PR #85, opened 2017-06-30
Add experimental Golang support

spmcbride1201:
This PR merges in basic functionality for experimental golang support. It provides a single moving sparkline chart and a working JSON component to allow for further iteration on golang parsing.


src/utils.js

════════

> Exercise
Each entry above needs to be output exactly as written.

> Task response
PR #85, opened 2017-06-30
Add experimental Golang support

spmcbride1201:
This PR merges in basic functionality for experimental golang support. It provides a single moving sparkline chart and a working JSON component to allow for further iteration on golang parsing.


src/utils.js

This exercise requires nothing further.